In the initial draft of the Act, it was proposed that a "register of delinquent directors" be available to the general public. This appears to have fallen away. This means that although a person may have been declared a delinquent director, those who deal with him may not know of that fact unless it is disclosed.

We therefore recommend that companies who are appointing directors must, in addition to vetting persons to be appointed, require undertakings from each prospective director that she or he has never been declared a delinquent director and he or she is not aware, after having made an enquiry, of any proceedings where his or her declaration as delinquent director is sought.

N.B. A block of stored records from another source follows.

PR #2276, opened 2026-06-16
ci: add repo-manager workflow

jeremyfowers:
## Summary

- Adds `.github/workflows/repo-manager.yml` to run `repo-manager all` automatically
- Triggers on push to `main` or any `release-v*` branch, plus manual dispatch
- Targets the dedicated `[self-hosted, linux, repo-manager]` runner where `repo-manager` and Pi are pre-installed
- Permissions scoped to read-only (`contents`, `pull-requests`, `issues`) — sufficient for `gh` CLI analysis

## Pre-merge setup

Before merging, make `repo-manager` available on the runner's PATH (one-time):
```bash
# Option A: symlink
ln -s /path/to/repo-manager-venv/bin/repo-manager ~/.local/bin/repo-manager

# Option B: add venv bin to PATH in ~/.bashrc / ~/.profile
export PATH="/path/to/repo-manager-venv/bin:$PATH"
```

## Test plan

- [ ] Complete runner PATH setup above
- [ ] Push a commit to `main` → "Repo Manager" job appears and succeeds in Actions
- [ ] Use "Run workflow" button → manual dispatch works
- [ ] Push to a `release-v*` branch → workflow triggers

### DIFF
--- a/.github/workflows/cpp_server_build_test_release.yml
+++ b/.github/workflows/cpp_server_build_test_release.yml
@@ -1020,47 +1020,47 @@ jobs:
             script: server_llm.py
             extra_args: "--wrapped-server llamacpp"
             backends: "vulkan rocm"
-            runner: [Windows, vulkan, rocm]
+            runner: [Windows, vulkan, rocm, lemon-prod]
           - name: omni
             script: server_omni.py
             extra_args: "--wrapped-server llamacpp"
             backends: "vulkan"
-            runner: [Windows, vulkan, stx-halo]
+            runner: [Windows, vulkan, stx-halo, lemon-prod]
           - name: ryzenai
             script: server_llm.py
             extra_args: "--wrapped-server ryzenai"
             backends: "cpu hybrid npu"
-            runner: [Windows, xdna2]
+            runner: [Windows, xdna2, lemon-prod]
           - name: flm
             script: server_llm.py
             extra_args: "--wrapped-server flm"
             backends: "npu"
-            runner: [Windows, xdna2]
+            runner: [Windows, xdna2, lemon-prod]
           - name: whisper
             script: server_whisper.py
             extra_args: "--wrapped-server whispercpp"
             backends: "cpu npu rocm"
-            runner: [Windows, stx-halo]
+            runner: [Windows, stx-halo, lemon-prod]
           - name: flm-whisper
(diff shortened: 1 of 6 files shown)


ramkrishna2910 (approved):

fl0rianr (commented):
Thanks for the PR — the direction makes sense..

A few things to look into before merge:

1. The workflow checks out this repo, but then runs `repo-manager all` from /opt/lemonade-manager. Is that directory intentionally the repo-manager installation/config that targets lemonade-sdk/lemonade? If yes, maybe add a short comment explaining that. If the command is meant to analyze the checked-out repo, it should probably run from ${{ github.workspace }} or pass the target path explicitly.

2. Since this uses a dedicated self-hosted runner, please add a bounded timeout-minutes and consider concurrency with cancel-in-progress: true, so repeated pushes or a hung repo-manager run do not block the runner indefinitely.

3. The new docs say every self-hosted job must include lemon-prod, but this new repo-manager job is intentionally self-hosted without lemon-prod. Could you adjust the wording to say that every *production* self-hosted job must include lemon-prod, while special-purpose runners may use their own dedicated labels such as repo-manager?

jeremyfowers:
> Thanks for the PR — the direction makes sense..
> 
> A few things to look into before merge:
> 
>     1. The workflow checks out this repo, but then runs `repo-manager all` from /opt/lemonade-manager. Is that directory intentionally the repo-manager installation/config that targets lemonade-sdk/lemonade? If yes, maybe add a short comment explaining that. If the command is meant to analyze the checked-out repo, it should probably run from ${{ github.workspace }} or pass the target path explicitly.
> 
>     2. Since this uses a dedicated self-hosted runner, please add a bounded timeout-minutes and consider concurrency with cancel-in-progress: true, so repeated pushes or a hung repo-manager run do not block the runner indefinitely.
> 
>     3. The new docs say every self-hosted job must include lemon-prod, but this new repo-manager job is intentionally self-hosted without lemon-prod. Could you adjust the wording to say that every _production_ self-hosted job must include lemon-prod, while special-purpose runners may use their own dedicated labels such as repo-manager?

Thanks, moved this feedback to https://github.com/lemonade-sdk/lemonade/issues/2277

I had to merge some version of the workflow so that I could debug it.

PR #2278, opened 2026-06-16
fix(test): require Whisper model load before language transcription test

fl0rianr:
## Summary

This PR makes the Whisper transcription tests consistent when running with an explicit whisper.cpp backend such as Metal.

Previously, test_001_transcription_basic`explicitly loaded the configured Whisper model/backend before sending the transcription request, while test_002_transcription_with_language sent the request directly. When the backend model could not start, the first test handled the load step separately, but the second test surfaced the same underlying issue as a later /audio/transcriptions 500.

This change moves the model/backend load into a small shared helper and uses it in both positive HTTP transcription tests.

## Why

When a backend is explicitly requested, especially in the macOS Metal CI job, failure to load the Whisper model is a legitimate test failure. Many downstream transcription checks cannot pass if the backend process never starts or becomes ready.

Failing early on the model load gives a clearer error and avoids inconsistent behavior between the basic transcription and language transcription tests.

### DIFF
--- a/test/server_whisper.py
+++ b/test/server_whisper.py
@@ -98,14 +98,8 @@ class WhisperTests(ServerTestBase):
                 pass  # Ignore cleanup errors
         super().tearDownClass()
 
-    def test_001_transcription_basic(self):
-        """Test basic audio transcription with Whisper."""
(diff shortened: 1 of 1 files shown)


jeremyfowers (approved):
LGTM!

PR #2279, opened 2026-06-16
fix(server): fall back to installed llama.cpp binary when "latest" release lookup fails

### LINKED ISSUE #2265: Lemonade fails to load (models) when latest llamacpp is unavailable
### Platform

Windows

### Lemonade Version

10.7.0

### GPU / APU Model

Strix Halo

### Component

llama.cpp

### Bug Description

When a user has set `llamacpp.vulkan_bin=latest`, and there's an issue with fetching the latest llamacpp version of GitHub ("GitHub returned HTTP 504 when querying latest release of ggml-org/llama.cpp"), then models using llamacpp will fail to load ("Failed to load model", "model_load_error")

### Steps to Reproduce

1. lemonade config set llamacpp.vulkan_bin=latest
2. wait until GitHub returns an error ;) or interrupt the check
3. load a model that uses llamacpp.
4. observe the failure

Expected: Lemonade 'falling back' to the 'current' (== most recent before re-starting lemonade) llamacpp binary and loading the model.
Actual: Lemonade refusing to load models using llamacpp

### Log Output

```shell

```

### Additional Context

_No response_

ianbmacdonald:
## Summary
Fixes #2265.

When a backend's `*_bin` is pinned to `latest`, loading a model resolves the newest release tag from GitHub. If that lookup fails (e.g. HTTP 504) or is otherwise unreachable, resolution **threw** and the model refused to load — even though a perfectly usable binary was already installed.

This makes the live-failure path behave like the existing **offline** path: fall back to the version recorded in the installed binary's `version.txt`, load with a warning, and only error when *neither* a live tag *nor* an installed binary is available.

## Root cause
`LlamaCppServer::load()` → `install_backend()` → `get_install_params()` → `resolve_user_version()`. For `*_bin="latest"`, that last call did `fetch_latest_github_tag(repo, throw_on_failure=true)`; a transient GitHub failure propagated up as `model_load_error` before the already-installed binary was ever considered.

## Fix
- In the `"latest"` branch, do a **non-throwing** lookup; on an empty result fall back to the installed `version.txt`. The install dir isn't version-scoped, so it always reflects the on-disk binary — `install_from_github` then sees a version match and skips re-download, so the fallback needs no network.
- The selection rule is extracted into a pure, I/O-free helper `lemon::resolve_latest_pin()` so it's unit-testable in isolation.

**Behavioral scope:** `resolve_user_version()` is shared, so this fallback now applies to **every `*_bin=latest` backend** (llamacpp, whisper, sd, kokoro, …), not just `llamacpp:vulkan`. The failure mode is generic to `latest`, so this is intended. Pinned / `builtin` / path / bare-tag values and unrelated load errors are unchanged.

## Testing
- **New C++ unit test** (`test/cpp/test_latest_version_fallback.cpp`) covering the full decision table (online ok / online failed / offline × with/without an installed binary), wired into CMake + CI alongside `test_directory_watcher`. It uses explicit pass/fail accounting rather than `assert()` (which the Release build's `-DNDEBUG` would compile to a no-op) so it actually guards in CI.
- **Verified on real hardware** (Radeon RX 7900 XT, gfx1100, Vulkan): forced the GitHub `latest` lookup to fail with an already-installed `b9632` binary.
  - Before: `model_load_error: Failed to query GitHub for latest release of ggml-org/llama.cpp`.
  - After: `could not resolve 'latest' for llamacpp:vulkan; falling back to installed version b9632` → model loads and serves a completion.

_Touches `CMakeLists.txt` and the two CI `Run C++ unit tests` steps purely to gate the new regression test._

### DIFF
--- a/.github/workflows/cpp_server_build_test_release.yml
+++ b/.github/workflows/cpp_server_build_test_release.yml
@@ -275,8 +275,9 @@ jobs:
           set -e
           cmake --preset default
           cmake --build --preset default --target test_directory_watcher
+          cmake --build --preset default --target test_latest_version_fallback
           cd build
-          ctest --output-on-failure -R DirectoryWatcher
+          ctest --output-on-failure -R "DirectoryWatcher|LatestVersionFallback"
 
       - name: Upload .deb package
         uses: actions/upload-artifact@v7
@@ -534,8 +535,9 @@ jobs:
         shell: bash
         run: |
           cmake --build --preset default --target test_directory_watcher
+          cmake --build --preset default --target test_latest_version_fallback
           cd build
-          ctest --output-on-failure -R DirectoryWatcher
+          ctest --output-on-failure -R "DirectoryWatcher|LatestVersionFallback"
 
       - name: Upload .pkg package
         if: steps.check_signing.outputs.has_signing == 'true'
--- a/CMakeLists.txt
+++ b/CMakeLists.txt
@@ -1720,3 +1720,23 @@ if(EXISTS "${_GGUF_CAPS_TEST_SRC}")
     include(CTest)
     add_test(NAME GgufCapabilitiesTest COMMAND test_gguf_capabilities)
 endif()
+
+# Pure version-resolution policy test (lemon::resolve_latest_pin). Header-only
+# logic, so the test links nothing beyond the standard library — regression
+# coverage for #2265 (fall back to the installed binary when the GitHub
+# "latest" lookup fails).
+set(_LATEST_FALLBACK_TEST_SRC
+    "${CMAKE_CURRENT_SOURCE_DIR}/test/cpp/test_latest_version_fallback.cpp"
+)
+if(EXISTS "${_LATEST_FALLBACK_TEST_SRC}")
+    add_executable(test_latest_version_fallback
+        test/cpp/test_latest_version_fallback.cpp
+    )
+    target_include_directories(test_latest_version_fallback PRIVATE
+        ${CMAKE_CURRENT_SOURCE_DIR}/src/cpp/include
+        ${CMAKE_CURRENT_BINARY_DIR}/include
+    )
+
+    include(CTest)
+    add_test(NAME LatestVersionFallbackTest COMMAND test_latest_version_fallback)
+endif()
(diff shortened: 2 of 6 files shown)


ianbmacdonald:
looks good.. first soup to nuts harness run; The harness picked the bug, reproduced it, claimed it, fixed it, tested it, reviewed it and should ping reviewers once/if it clears CI .. pretty sweet for little mechanical fixes ;  inner dev harness, completely toon based, no md files.

fl0rianr (approved):
Important fix - Looks good to me. The change addresses #2265 in the right place: `latest` resolution now treats transient GitHub lookup failures like the existing offline fallback and reuses the installed version.txt when available.

Non-blocking nit: backend_version_policy.h mentions no_fetch_executables as one reason for an empty fetched_latest, but the normal install_backend() path still throws on no_fetch_executables() before reaching get_install_params() / esolve_user_version() . If that behavior is intentional, I’d slightly narrow the comment to avoid implying that no_fetch_executables is covered by this fallback in the install path.

ckuethe:
Something worth keeping in mind is slow or unreliable downloads - on an airplane, for example. I think it would make sense to not remove and replace the llama binary until the download is verified to be complete.

bitgamma (approved):
looks good to me. The comment from @ckuethe about removing the existing version only after the new one has been downloaded successfully makes a lot sense, but up to you to decide if this is in scope of this PR or an eventual followup.

ianbmacdonald:
> looks good to me. The comment from @ckuethe about removing the existing version only after the new one has been downloaded successfully makes a lot sense, but up to you to decide if this is in scope of this PR or an eventual followup.

agreed, I was going to let the harness bolt this on post-merge .. scout already picked it up and backlogged it here .. but its guidance is 'once you get approval, don't mess with the PR' ; I can punch it out tonight in a separate PR

bitgamma:
@ianbmacdonald works for me, there is just one merge conflict to solve and I'll merge :)

ckuethe:
yeah, I didn't mean to delay merging, more thinking of a future improvement.

ianbmacdonald:
Rebased onto current \`main\` and resolved the conflict — it was the C++ unit-test block in \`CMakeLists.txt\` colliding with the new \`test_gguf_capabilities\` target from #2281 (both appended a test after \`DirectoryWatcher\`). Kept both: \`GgufCapabilitiesTest\` and \`LatestVersionFallbackTest\` now register side by side, and all three C++ unit tests pass locally (\`ctest\`: 3/3). No code changes — resolution was build-config only. Thanks @bitgamma @fl0rianr.

PR #2281, opened 2026-06-16
test(gguf): add unit tests for MTP / capability label detection (#2176)

ramkrishna2910:
## Problem

PR #2176 added auto-detection of the **MTP (Multi-Token Prediction)** capability for GGUF models — it scans KV metadata for `nextn_predict_layers` and llama.cpp MTP/MAD tensor names, then applies an `mtp` model label so llama-server uses draft-mtp speculation. It shipped with **no automated tests**, so the detection/labeling logic is unguarded against regressions (the open maintainer to-do from the v10.8.0 review).

## Change

Add `test/cpp/test_gguf_capabilities.cpp` and register it with CTest as `GgufCapabilitiesTest`, mirroring the existing `test_directory_watcher` wiring. `gguf_capabilities.h` is header-only, so the test compiles against just the header (no extra sources).

### Coverage (20 cases, all passing)
- `apply_gguf_capability_labels`: `"mtp"` added **iff** `caps.mtp`, with the correct `changed` return.
- `add_label_once` dedup + idempotency: re-applying is a no-op and never duplicates the label.
- Pre-existing labels preserved; `mtp` correctly combines with `vision` / `tool-calling`.
- `inspect_gguf_string` **never** infers `mtp` from a metadata string (mtp must originate from the upstream KV/tensor scan, not a heuristic).
- The sibling `vision` / `tool-calling` detection in the same header is covered too (incl. the non-stable-key negative case).

### Scope note
The raw MTP *trigger* (the KV `nextn_predict_layers` check + tensor-name matching) lives in `model_manager.cpp` and requires a parsed GGUF file, so it's out of scope for a header-level unit test. This test guards the header's capability→label contract, which is the regression-prone seam that PR #2176 introduced.

## Verification
Built and ran locally (`cmake --build --preset vs18 --target test_gguf_capabilities`):
```
All gguf_capabilities tests passed   (20/20, exit 0)
```

### DIFF
--- a/CMakeLists.txt
+++ b/CMakeLists.txt
@@ -1701,3 +1701,22 @@ if(EXISTS "${_DIR_WATCHER_TEST_SRC}" AND EXISTS "${_DIR_WATCHER_LIB_SRC}")
     include(CTest)
     add_test(NAME DirectoryWatcherTest COMMAND test_directory_watcher)
 endif()
+
+# GGUF capability detection (MTP / vision / tool-calling label logic).
+# Header-only unit under test, so no extra source files are required.
+set(_GGUF_CAPS_TEST_SRC
+    "${CMAKE_CURRENT_SOURCE_DIR}/test/cpp/test_gguf_capabilities.cpp"
+)
+if(EXISTS "${_GGUF_CAPS_TEST_SRC}")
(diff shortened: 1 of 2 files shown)


fl0rianr (approved):
fine by me.

PR #2284, opened 2026-06-17
docs: system-stats API

jeremyfowers:
## Summary

Adds `GET /v1/system-stats` to the Lemonade API reference.

## Details

- Adds the endpoint to the Lemonade-specific endpoint table.
- Documents the no-parameter request shape.
- Adds an example response covering CPU, RAM, GPU, VRAM, and NPU telemetry fields.
- Notes that unsupported telemetry values are returned as `null`.

## Validation

- Ran `git diff --check -- docs/api/lemonade.md`.
- Commit hooks passed: trailing whitespace, end-of-file fixer, YAML check, large-file check, and Black skipped for non-Python files.


fl0rianr (approved):
Nice, good work. Approving.

One nit:  „as measured by the Lemonade Server process“ sounds like we are doing something special here. But in fact we are using host metrics for RAM, GPU/VRAM/NPU if available. Besides that we already state  „Current host resource usage“.
Maybe change this one?
reported by the Lemonade Server --> observed from the Lemonade Server host

superm1 (approved):

PR #1482, opened 2024-01-30
Add doc about FST-based CTC forced alignment.

csukuangfj:
It is based on [CTC FORCED ALIGNMENT API TUTORIAL](https://pytorch.org/audio/main/tutorials/ctc_forced_alignment_api_tutorial.html) from [torchaudio](https://github.com/pytorch/audio), but we are using
an FST-based approach.

I can produce identical output with [torchaudio](https://github.com/pytorch/audio) using https://github.com/k2-fsa/kaldi-decoder.
Screenshot 2024-01-30 at 19 31 36

I am refactoring the code and will prepare at least two colab notebooks.


whaozl:
Hi, The align tool can  make the word time stamp is accurate on the begin and end postion ?

csukuangfj:
> Hi, The align tool can make the word time stamp is accurate on the begin and end postion ?

It depends on what model you use.

You can have a look at https://pytorch.org/audio/main/tutorials/ctc_forced_alignment_api_tutorial.html
We can produce identical results with torchaudio using the same model.

lifeiteng:
@csukuangfj Will it be completed soon?

csukuangfj:
> @csukuangfj Will it be completed soon?

Yes. I am working on it now.

lifeiteng:
@csukuangfj  Has k2-based approach been forgot?
截屏2024-06-12 19 50 39

csukuangfj:
No, it is `TODO`.
Please use the first approach at present or you can add the second approach with k2 by yourself.
All APIs you need are there. You only need to combine them.

cageyoko:
@csukuangfj  Sorry to bother you, and look forward to your reply. Recently I compared several different alignment methods, such as TorchAudio(ctc), whisperX and funasr, and found that none of them were as good as Kaldi-based alignment. The conclusion is consistent with this paper "https://www.isca-archive.org/interspeech_2024/rousso24_interspeech.pdf", do you have some advice or todo in alignment in k2-fas project.

danpovey:
Kaldi's TDNN systems have limited context, which may give better alignment.  (Or GMMs may give even more precise alignments as they have even less context).  I'm not sure that alignment is a super big priority in k2-fsa right now, is there a specific type of application  you have in mind?

cageyoko:
Thanks to Daniel for solving a problem I have had for a long time (less context is more important for alignment?). Yes. I have been working in spoken pronunciation scoring, which relies heavily on the accuracy of phoneme or word alignment.

PR #1485, opened 2024-02-01
Fixing torch.ctc err

teowenshen:
`F.ctc_loss` throws error when batch size `N` is `1`. Using `torch.long` as recommended by the documentation fixes this error. 

```python
import torch
N = 1
T = 50
S = 31
V = 20
log_probs = torch.randn(T, N, V, device="cuda:0").log_softmax(2)
targets = torch.randint(1, 20, (S,), device="cuda:0", dtype=torch.int32)
input_lengths = torch.full((N,), T, device="cuda:0", dtype=torch.int32)
target_lengths = torch.tensor([S,], device="cuda:0", dtype=torch.int32)

torch.nn.functional.ctc_loss(log_probs, targets, input_lengths, target_lengths)
```

throws:
```python
RuntimeError: Expected tensor to have CPU Backend, but got tensor with CUDA Backend (while checking arguments for cudnn_ctc_loss)
```

### DIFF
--- a/egs/librispeech/ASR/zipformer/model.py
+++ b/egs/librispeech/ASR/zipformer/model.py
@@ -164,9 +164,9 @@ class AsrModel(nn.Module):
 
         ctc_loss = torch.nn.functional.ctc_loss(
             log_probs=ctc_output.permute(1, 0, 2),  # (T, N, C)
-            targets=targets.to(torch.long),
-            input_lengths=encoder_out_lens.to(torch.long),
-            target_lengths=target_lengths.to(torch.long),
+            targets=targets.cpu(),
+            input_lengths=encoder_out_lens.cpu(),
+            target_lengths=target_lengths.cpu(),
             reduction="sum",
         )
         return ctc_loss
--- a/egs/librispeech/ASR/zipformer/model.py
+++ b/egs/librispeech/ASR/zipformer/model.py
@@ -164,9 +164,9 @@ class AsrModel(nn.Module):
 
         ctc_loss = torch.nn.functional.ctc_loss(
             log_probs=ctc_output.permute(1, 0, 2),  # (T, N, C)
-            targets=targets,
-            input_lengths=encoder_out_lens,
-            target_lengths=target_lengths,
+            targets=targets.to(torch.long),
+            input_lengths=encoder_out_lens.to(torch.long),
+            target_lengths=target_lengths.to(torch.long),
             reduction="sum",
         )
         return ctc_loss


egs/librispeech/ASR/zipformer/model.py
```diff
@@ -164,9 +164,9 @@ def forward_ctc(
 
         ctc_loss = torch.nn.functional.ctc_loss(
             log_probs=ctc_output.permute(1, 0, 2),  # (T, N, C)
-            targets=targets,
-            input_lengths=encoder_out_lens,
-            target_lengths=target_lengths,
+            targets=targets.to(torch.long),
```
csukuangfj, line 167: could you try
```
targets=targets.cpu(),
input_lengths=encoder_out_lens.cpu(),
target_lengths=target_lengths.cpu(),
```

It is a pity that PyTorch does not document clearly that only log_probs is required to be on GPU.

csukuangfj:
The error is from the following line
https://github.com/pytorch/pytorch/blob/2b48891e62e5c4b57c8cac92cee5eb71228a203a/aten/src/ATen/native/cudnn/LossCTC.cpp#L146
```
  checkBackend(c, {*targets}, Backend::CPU);
```

You can see that it expects `targets` on CPU.

---

As for the lengths, https://github.com/pytorch/pytorch/blob/2b48891e62e5c4b57c8cac92cee5eb71228a203a/aten/src/ATen/native/cudnn/LossCTC.cpp#L221

```
  Tensor ilc = input_lengths.to(Device(at::kCPU), at::kLong).contiguous();
  Tensor tlc = target_lengths.to(Device(at::kCPU), at::kLong).contiguous();
```

They are converted to `kLong` and moved to `CPU`.

So the only thing that needs to be changed is to move `targets` to CPU.

yfyeung:
Disable cudnn also works for me.
```python
        with torch.backends.cudnn.flags(enabled=False):
            ctc_loss = torch.nn.functional.ctc_loss(
                log_probs=ctc_output.permute(1, 0, 2),  # (T, N, C)
                targets=targets,
                input_lengths=encoder_out_lens,
                target_lengths=target_lengths,
                reduction="sum",
            )
```

teowenshen:
I have followed @csukuangfj 's advice and moved the targets and lengths to CPU. There were some comments that say cudnn is the only deterministic implementation in PyTorch. 

Surprisingly, in my case the error wasn't thrown until when I had a last batch in the validation loop that had only 1 sample. But it doesn't seem to be related to the batch size after all.

csukuangfj:
Thanks!

PR #1503, opened 2024-02-19
Fixed softlink for `ljspeech` recipe

JinZr:


csukuangfj:
Thanks!

Looks like we need a CI test for tts.

csukuangfj (approved):

PR #1512, opened 2024-02-20
Add recipe for fine-tuning Zipformer with adapter

marcoyang1998:
This PR supports fine-tuning a Zipformer transducer model with adapters (https://arxiv.org/pdf/1902.00751.pdf). The original model parameters are untouched and we only update the parameters in the adapters on the new domain.

The following table shows the WERs of different models on GigaSpeech test sets in a domain adaptation setting.

| Model config | trainable params | dev | test | 
| ----------- | ------ | ---------- | ---------- |
| pretrained (without fine-tuning) |  - |   20.06 | 19.27 |
| fine-tune whole model | 66M |  13.56 | 13.64 | 
| fine-tune with adapters | 1.5M |  15.05 | 15.18 | 

By only introducing around **2%** trainable parameters, the model with adapters achieves much lower WERs than the baseline model without adaptation.


egs/librispeech/ASR/zipformer_adapter/train.py
```diff
@@ -1018,6 +1018,12 @@ def train_one_epoch(
         be set to 0.
     """
     model.train()
+    # set modules except adapters to eval mode
+    for name, m in model.named_modules():
+        if "adapter" in name:
+            m.training = True
```
kobenaxie, line 1024: Why using `m.training = True` rather than `m.requires_grad_(False)` here ?

marcoyang1998: This is only to make sure other modules are in `eval()` mode (e.g. Dropout is deactivated). We already set `p.requires_grad = False` after initializing the model.

kobenaxie: Ok, Thank you for your reply ~

marcoyang1998:
After training, the model can be tested on both the original and the new domain.

To deactivate the adapters after training, set `--use-adapters False`. The performance on the original domain should be untouched.

PR #1537, opened 2024-03-08
Zipformer recipe for Cantonese dataset MDCC

JinZr:
Description of the dataset can be found at: https://arxiv.org/pdf/2201.02419.pdf

Involved PR: https://github.com/lhotse-speech/lhotse/pull/1302


egs/mdcc/ASR/zipformer/train.py
```diff
@@ -0,0 +1,1349 @@
...
+Usage:
+
+export CUDA_VISIBLE_DEVICES="0,1,2,3,4,5,6,7"
+
+./zipformer/train.py \
+  --world-size 8 \
+  --num-epochs 12 \
+  --start-epoch 1 \
+  --exp-dir zipformer/exp \
+  --training-subset L
```
marcoyang1998, line 32: Please update the usage, I think MDCC does not have `--training-subset`.

marcoyang1998 (approved):
Thanks for the PR! Left only one comment, I think we can merge it after you fix it.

Furthermore, directors will need to understand whether or not they are complying with the provisions of the Act. In particular, a director is obliged to ensure that he or she is not trading his or her company in a position of financial distress which might push the company into a situation where it becomes insolvent and unable to pay its creditors.

Clearly these provisions significantly increase the expected level of directors' duties to companies in South Africa and the standard of conduct required. Coupled with the soon to be implemented provisions of King IV, directors must always consider whether they are adhering to their duties.

It is therefore important that directors should thoroughly examine whether or not they are complying with the provisions as set out in Section 162 and carefully consider the manner in which they conduct the affairs of companies. If they are in doubt, directors should promptly seek legal advice so as to avoid and/or mitigate the consequences of an order of delinquency together with its adverse and severe consequences.

The content of this article is intended to provide a general guide to the subject matter. Specialist advice should be sought about your specific circumstances.